Michelle Kilfoyle and Zahra Siddique – 18 October 2021

Described as the ‘Shadow Pandemic’ by the UN, the global rise in domestic violence against women since the onset of the Covid-19 pandemic is a huge cause for concern. New research further emphasises the urgent need to tackle domestic violence by exposing the scale of its devastating effects on the children of women who suffer at the hands of their partners. The large-scale study, which draws on data from half a million families across the developing world, finds that children born to victims of domestic violence are more likely to die by the age of five than children of mothers who do not. Further, women who experience violence endure more stillbirths.

Even before the pandemic, 1 in 3 women across the world experienced physical or sexual violence mostly by an intimate partner, with rates particularly high in developing regions such as Central sub-Saharan Africa (65.64% of women) and South Asia (41.73%). In 2020, the UN estimated that global cases rose by 20% during lockdown.

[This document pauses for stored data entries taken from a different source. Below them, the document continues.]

PR #490, opened 2021-05-11
Mainnet switch

### LINKED ISSUE #360: Test parsing of CLI arguments
Argument  us avoiding mistakes with parameter combinations and defaults.

The basic idea is to add another layer of argument structs in between `structopt` structs and `main` like done before (never merged):

https://github.com/comit-network/xmr-btc-swap/blob/948cc99e9d87dfd710fa3cae15bb777710669dbd/swap/src/cli/command.rs

### LINKED ISSUE #446: Mainnet switch
The ASB and Cli should be configurable to run on mainnet.

### LINKED ISSUE #478: Create separate struct for subcommands in ASB.
Since this is suplicated for multiple commands you might want to extract that into a separate struct and use [](https://docs.rs/structopt/0.3.21/structopt/#flattening).

_Originally posted by @da-kami in https://github.com/comit-network/xmr-btc-swap/pull/466#discussion_r627049333_

### LINKED ISSUE #506: Waiting for multiple confirmations does not work
Triggered `mainnet` swap it is stuck at waiting for additional confirmations after the transaction was included.
For testnet swaps we never ran into this problem, because it was always configured to 1 confirmation.

It appears the `wait_until_final` function for bitcoin does not behave as intended:

https://github.com/comit-network/xmr-btc-swap/blob/7fc5a47619a598846e4bbc14c075654233598ebe/swap/src/bitcoin/wallet.rs#L201-L226

The transaction already has [multiple confirmations](https://mempool.space/tx/fc22128ed90cf3b84aeb2befd493f01b1cd62a37737caed2c0f57c8b8ec8ae3d) but the application never picks them up.
As far as I can tell `wait_until_final` might only emit the inclusion itself (i.e. the first confirmation) and afterwards **no event** are emitted anymore, so both programs just hang indefinitely waiting for the target confirmations (3 for mainnet). 

This is a critical problem that we will have to address before merging mainnet.

relevant Alice logs:

```
2021-05-14 10:10:19  INFO swap{id=45051582-a5db-428c-882b-63ed2a6407d3}: Advancing state state=started rate=0.00808800 BTC
2021-05-14 10:10:19  INFO swap{id=45051582-a5db-428c-882b-63ed2a6407d3}: Waiting for Bitcoin transaction finality txid=fc22128ed90cf3b84aeb2befd493f01b1cd62a37737caed2c0f57c8b8ec8ae3d required_confirmation=3
2021-05-14 10:10:25 DEBUG Transaction txid=fc22128ed90cf3b84aeb2befd493f01b1cd62a37737caed2c0f57c8b8ec8ae3d status=unseen
2021-05-14 10:11:28 DEBUG Transaction txid=fc22128ed90cf3b84aeb2befd493f01b1cd62a37737caed2c0f57c8b8ec8ae3d status=in mempool
2021-05-14 10:33:34 DEBUG Transaction txid=fc22128ed90cf3b84aeb2befd493f01b1cd62a37737caed2c0f57c8b8ec8ae3d status=confirmed with 1 blocks
2021-05-14 10:33:34  INFO swap{id=45051582-a5db-428c-882b-63ed2a6407d3}: Waiting for Bitcoin transaction finality txid=fc22128ed90cf3b84aeb2befd493f01b1cd62a37737caed2c0f57c8b8ec8ae3d seen_confirmations=1 needed_confirmations=3

```

relevant Bob logs:

```
2021-05-14 10:10:11 DEBUG Starting execution setup with 12D3KooWNxQpvdzJeHmt22bvTsLg5AthCum5TS9DTM9nuTreP9ca
2021-05-14 10:10:20  INFO Published Bitcoin transaction txid=fc22128ed90cf3b84aeb2befd493f01b1cd62a37737caed2c0f57c8b8ec8ae3d kind=lock
2021-05-14 10:10:20  INFO Waiting for Alice to lock Monero
2021-05-14 10:10:24 DEBUG Transaction txid=fc22128ed90cf3b84aeb2befd493f01b1cd62a37737caed2c0f57c8b8ec8ae3d status=unseen
2021-05-14 10:11:28 DEBUG Transaction txid=fc22128ed90cf3b84aeb2befd493f01b1cd62a37737caed2c0f57c8b8ec8ae3d status=in mempool
2021-05-14 10:33:33 DEBUG Transaction txid=fc22128ed90cf3b84aeb2befd493f01b1cd62a37737caed2c0f57c8b8ec8ae3d status=confirmed with 1 blocks

```

da-kami:
Fixes  #446
Fixes #360 
Fixes #506 
Fixes #478 

To be precise: It is actually a testnet switch, because I think mainnet should be default.

I took several assumptions on the way (e.g. network support, ...).

At this stage any feedback welcome :)

TODO:

- [ ] successful mainnet swap with this code base before merging :)

### DIFF
--- a/CHANGELOG.md
+++ b/CHANGELOG.md
@@ -43,6 +43,8 @@ and this project adheres to [Semantic Versioning](https://semver.org/spec/v2.0.0
   1. Balance of ASB too low
   2. Buy amount sent by CLI exceeds maximum buy amount accepted by ASB
   3. ASB is running in resume-only mode and does not accept incoming swap requests
+- An issue where the monero daemon port used by the `monero-wallet-rpc` could not be specified.
+  The CLI parameter `--monero-daemon-host` was changed to `--monero-daemon-address` where host and port have to be specified.
 
 ### Changed
 
--- a/CHANGELOG.md
+++ b/CHANGELOG.md
@@ -50,6 +50,10 @@ and this project adheres to [Semantic Versioning](https://semver.org/spec/v2.0.0
 
 - The ASB's `--max-buy` and `ask-spread` parameter were removed in favour of entries in the config file.
   The initial setup includes setting these two values now.
+- From this version on the CLI and ASB run on **mainnet** by default!
+  When running either application with `--testnet` Monero network defaults to `stagenet` and Bitcoin network to `testnet3`.
+  This is a breaking change.
+  It is recommended to run the applications with `--testnet` first and not just run the application on `mainnet` without experience.
 
 ## [0.5.0] - 2021-04-17
 
--- a/swap/src/asb/config.rs
+++ b/swap/src/asb/config.rs
@@ -180,12 +180,8 @@ pub fn read_config(config_path: PathBuf) -> Result<Result<Config, ConfigNotIniti
     Ok(Ok(file))
 }
 
-pub fn initial_setup<F>(config_path: PathBuf, config_file: F, testnet: bool) -> Result<()>
-where
-    F: Fn(bool) -> Result<Config>,
-{
-    let initial_config = config_file(testnet)?;
-    let toml = toml::to_string(&initial_config)?;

This study provides further evidence on the costs of domestic violence by highlighting the damage inflicted upon the wider family, specifically children. Zahra Siddique of the University of Bristol’s Centre for Evidence-based Public Services (CEPS) in the School of Economics, in collaboration with Samantha Rawlings of the University of Reading, analysed the results of 54 Demographic and Health Surveys (DHS) carried out in 32 developing countries between 2000 and 2016.

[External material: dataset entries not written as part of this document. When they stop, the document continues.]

PR #493, opened 2021-05-12
Add checks to max_giveable amount.

### LINKED ISSUE #487: Swap Cli crashes if Bitcoin balance is 0.0
It looks like #481 revealed (or introduced) a bug which makes the CLI fail if Bitcoin balance is 0.0. 

The issue is that `bitcoin_wallet.max_givable(...)` returns an error if the balance is too low and hence we never get to the nicely designed logic which waits for enough bitcoin balance. 

This is a bit unfortunate because there is no way to _recover_ and deposit more BTC into the address  as the bitcoin address will only be printed later on. 

The line which will fail: 
https://github.com/comit-network/xmr-btc-swap/blob/c011e9506238fc7987310844f77d5ba72d2a6423/swap/src/bin/swap.rs#L100

And further down: 
https://github.com/comit-network/xmr-btc-swap/blob/26e0383e173f6c1d7fd364edf2c4cb9f1c82adc0/swap/src/bitcoin/wallet.rs#L328

Error message: 
```
Error: Failed to build transaction

Caused by:
    InsufficientFunds { needed: 53, available: 0 }
```

bonomat:
We need to check two things:
- balance to be higher than dust amount (546).
- balance to be higher than min-relay fee.

Additionally, the tx_builder might fail if not enough funds are in the wallet to pay for the overall transaction fees. In both cases, we return 0. 

fixes #487

### DIFF
--- a/swap/src/bin/swap.rs
+++ b/swap/src/bin/swap.rs
@@ -343,7 +343,12 @@ where
 {
     debug!("Requesting quote");
     let bid_quote = bid_quote.await?;
-    info!("Received quote: 1 XMR ~ {}", bid_quote.price);
+    info!(
+        minimum_amount = %bid_quote.min_quantity,
+        maximum_amount = %bid_quote.max_quantity,
+        "Received quote: 1 XMR ~ {}",
+        bid_quote.price
+    );
 
     let mut current_maximum_giveable = max_giveable().await?;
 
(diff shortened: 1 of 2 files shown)


da-kami (approved):
👍

bonomat:
bors retry

da-kami:
bors retry

da-kami:
bors cancel

da-kami:
bors ping

da-kami:
bors ping

PR #2180, opened 2026-04-02
Security: Untrusted kernel output can execute arbitrary JavaScript in renderer

tuanaiseo:
## Problem

The output renderer explicitly enables `Media.JavaScript` and `Media.HTML` for all kernel outputs. Because kernel responses are treated as trusted, a malicious or compromised kernel (or remote session) can send crafted output that runs script in Atom's renderer context, potentially leading to code execution or credential theft in an Electron app.

**Severity**: `critical`
**File**: `lib/components/result-view/display.tsx`

## Solution

Disable `Media.JavaScript` by default and gate active content behind an explicit trust model (per-kernel/per-document trust prompt). Sanitize HTML with a strict allowlist sanitizer (for example DOMPurify with hardened config), and render untrusted rich outputs in a sandboxed iframe without Node/Electron privileges.

## Changes

- `lib/components/result-view/display.tsx` (modified)
- `lib/components/inspector.tsx` (modified)

## Testing

- [ ] Existing tests pass
- [ ] Manual review completed
- [ ] No new warnings/errors introduced

### DIFF
--- a/lib/components/inspector.tsx
+++ b/lib/components/inspector.tsx
@@ -21,11 +21,7 @@ const Inspector = observer(({ store: { kernel } }: Props) => {
   }
   const bundle = kernel.inspector.bundle;
 
-  if (
-    !bundle["text/html"] &&
-    !bundle["text/markdown"] &&
-    !bundle["text/plain"]
-  ) {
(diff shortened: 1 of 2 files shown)


aminya (changes requested):
The fix isn't to removes features that the users relied on.

PR #2181, opened 2026-04-02
Security: Inspector renders unsanitized HTML/markdown from kernel introspection data

tuanaiseo:
## Problem

Inspector view renders `bundle` content from kernel inspection using `RichMedia` with `Media.HTML` and markdown output components. If the inspected source or kernel response is attacker-controlled, this can inject active HTML/script into the UI.

**Severity**: `high`
**File**: `lib/components/inspector.tsx`

## Solution

Treat inspection bundles as untrusted: sanitize `text/html`, disable script-capable rendering for untrusted kernels, and require explicit trust elevation before enabling rich HTML output.

## Changes

- `lib/components/inspector.tsx` (modified)
- `lib/components/result-view/display.tsx` (modified)

## Testing

- [ ] Existing tests pass
- [ ] Manual review completed
- [ ] No new warnings/errors introduced

### DIFF
--- a/lib/components/inspector.tsx
+++ b/lib/components/inspector.tsx
@@ -3,7 +3,6 @@ import { observer } from "mobx-react";
 import { RichMedia, Media } from "@nteract/outputs";
 import { INSPECTOR_URI } from "../utils";
 import type Kernel from "../kernel";
-import Markdown from "./result-view/markdown";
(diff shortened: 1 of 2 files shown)


aminya:
The fix isn't to removes features that the users relied on.

PR #3258, opened 2018-02-19
Fix camera jitter

### LINKED ISSUE #3245: Camera Jitter
After updating to 3.0.0 release or above, camera follow now seems to have a random 1-pixel jitter that affects everything on the screen, like some kind of off-by-one or rounding error. This was never an issue in beta 20 or earlier.

This is my game config:
```javascript
{
      parent,
      type: Phaser.WEBGL,
      width: 400,
      height: 225,
      pixelArt: true,
      physics: {
        // @todo: Switch to 'matter' so we can use sloped tiles
        default: 'arcade',
        arcade: {
          // debug: true,
          gravity: {
            y: 450
          }
        }
      },
      scene: new RootScene(projectPath)
    }
```

In my create() function I have this call:
```javascript
this.cameras.main.setRoundPixels(true);
```

It may be worth noting that the jitter happens on both the X and the Y axis even though the camera boundary height is the same as the screen resolution height.

If I call setRoundPixels(false) instead then the issue goes away, BUT I get slight corruption in the edges of tiles being rendered plus a warbling/underwater effect due to pixel columns being slightly different sizes.

bradharms:
This fixes #3245.

This removes certain if() blocks added in 7b1ad0b in order to fix camera
jitter that occurs when both `roundPixels` is enabled and sprite
following is enabled.

**NOTE:** It's not clear to me what the if() blocks removed had been doing,
but the associated commit message suggested they were trying to make
`roundPixels` actually do something, as if that flag weren't having any effect.
However prior to that commit `roundPixels` seemed to be already working
normally. If the removed blocks actually were resolving a different
problem, then camera jitter will have to be resolved differently than
just removing those blocks.

### DIFF
--- a/src/renderer/webgl/pipelines/FlatTintPipeline.js
+++ b/src/renderer/webgl/pipelines/FlatTintPipeline.js
@@ -168,7 +168,7 @@ var FlatTintPipeline = new Class({
     {
         WebGLPipeline.prototype.resize.call(this, width, height, resolution);
         this.projOrtho(0, this.width, this.height, 0, -1000.0, 1000.0);
-        
+
         return this;
     },
 
@@ -206,7 +206,7 @@ var FlatTintPipeline = new Class({
         {
             this.flush();
         }
-        
+
         var renderer = this.renderer;
         var resolution = renderer.config.resolution;
         var vertexViewF32 = this.vertexViewF32;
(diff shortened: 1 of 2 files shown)


photonstorm:
Thank you for this PR. We have fixed this issue independently via some other work we did in the renderer, so I'm afraid we cannot merge this, but hopefully, you'll see the issue is resolved all the same.

bradharms:
Thank you, I had hoped you would. Do you mind my asking how it was fixed or which commits I would look at to understand how this works?

photonstorm:
It's split over a few, but this is the main one https://github.com/photonstorm/phaser/commit/50c79c14af5ba3124058e59ef23831a977341f86 (which you'll see is similar to your PR) and look at the other commits around the same time from bitnenfer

Collectively, these surveys interviewed around 500,000 women aged 18 to 49 on issues including domestic abuse, births and deaths of children, and pregnancy loss. Interviewers used robust protocols to help participants feel safe and comfortable and maximise the honesty of responses. Twenty-nine per cent of the women reported experiencing physical abuse at some point in their life , while 9% reported experiencing sexual violence.

A host of factors lead to higher death rates among children of mothers who have experienced domestic abuse. In developing countries, families with abusive members tend also to be poorer and less well-educated; all these factors heighten the risk of children dying.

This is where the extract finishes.